● **WHAT THE TASK REQUIRES**: Find the line containing "Don't animate the" in the entries below. Restate it and each line after it, word for word, up to and including the line containing "while the code".

● **PROVIDED RECORDS**:
============
PR #2338, opened 2022-07-09
Don't animate the spinning circle if animations are disabled

Hocuri:
This is needed for the UI tests to run (since https://github.com/deltachat/deltachat-core-rust/pull/3150 didn't get merged, but I didn't try to run the UI tests since then).

Plus, it's just the correct behavior; if the animations are disabled system-wide, there should be no animations. A slight downside of this PR is that the circle doesn't make that much sense if it's not spinning, so we could alternatively replace the image with an hourclock or a clock. I don't think that's worth it though, because the kind of users that disables the animations probably won't mind.

Also, this PR shows an error if someone tries to run the tests with animations on (since they will probably fail anyway).

### DIFF
--- a/androidTest/com/b44t/messenger/TestUtils.java
+++ b/androidTest/com/b44t/messenger/TestUtils.java
@@ -19,6 +19,7 @@ import org.thoughtcrime.securesms.ConversationListActivity;
 import org.thoughtcrime.securesms.R;
 import org.thoughtcrime.securesms.connect.AccountManager;
 import org.thoughtcrime.securesms.connect.DcHelper;
+import org.thoughtcrime.securesms.util.AccessibilityUtil;
 import org.thoughtcrime.securesms.util.Prefs;
 import org.thoughtcrime.securesms.util.Util;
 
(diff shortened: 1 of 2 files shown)


Hocuri:
(That's about the spinning circle that's shown in the bottom right corner of a pending message and in the chat list)

adbenitez (approved):

r10s (commented):
> (That's about the spinning circle that's shown in the bottom right corner of a pending message and in the chat list)

while the code looks good, i am unsure if this is the gist of the setting.

all places where i have seen apps reacting to the "accessibility animation switch" [1] is more about  _"larger"_ animation as "switch activities" or "smooth scroll to another message" or not really needed animations as "new fab icon popping up" or other flashes. afaik, gist is to not trigger things eg. due epilepsy.

this pr is about an animation in a very _"small"_ region, i mean this is more like the animation when switch is toggled or so. triggering things seems to be much less probabe - and maybe outweights the mentioned disadvantages of having _some_ visual feedback.

if one has a look at eg. Signal, only large things are disabled.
============
● **COMPLETED EXERCISE**:
Don't animate the spinning circle if animations are disabled

Hocuri:
This is needed for the UI tests to run (since https://github.com/deltachat/deltachat-core-rust/pull/3150 didn't get merged, but I didn't try to run the UI tests since then).

Plus, it's just the correct behavior; if the animations are disabled system-wide, there should be no animations. A slight downside of this PR is that the circle doesn't make that much sense if it's not spinning, so we could alternatively replace the image with an hourclock or a clock. I don't think that's worth it though, because the kind of users that disables the animations probably won't mind.

Also, this PR shows an error if someone tries to run the tests with animations on (since they will probably fail anyway).

### DIFF
--- a/androidTest/com/b44t/messenger/TestUtils.java
+++ b/androidTest/com/b44t/messenger/TestUtils.java
@@ -19,6 +19,7 @@ import org.thoughtcrime.securesms.ConversationListActivity;
 import org.thoughtcrime.securesms.R;
 import org.thoughtcrime.securesms.connect.AccountManager;
 import org.thoughtcrime.securesms.connect.DcHelper;
+import org.thoughtcrime.securesms.util.AccessibilityUtil;
 import org.thoughtcrime.securesms.util.Prefs;
 import org.thoughtcrime.securesms.util.Util;
 
(diff shortened: 1 of 2 files shown)


Hocuri:
(That's about the spinning circle that's shown in the bottom right corner of a pending message and in the chat list)

adbenitez (approved):

r10s (commented):
> (That's about the spinning circle that's shown in the bottom right corner of a pending message and in the chat list)

while the code looks good, i am unsure if this is the gist of the setting.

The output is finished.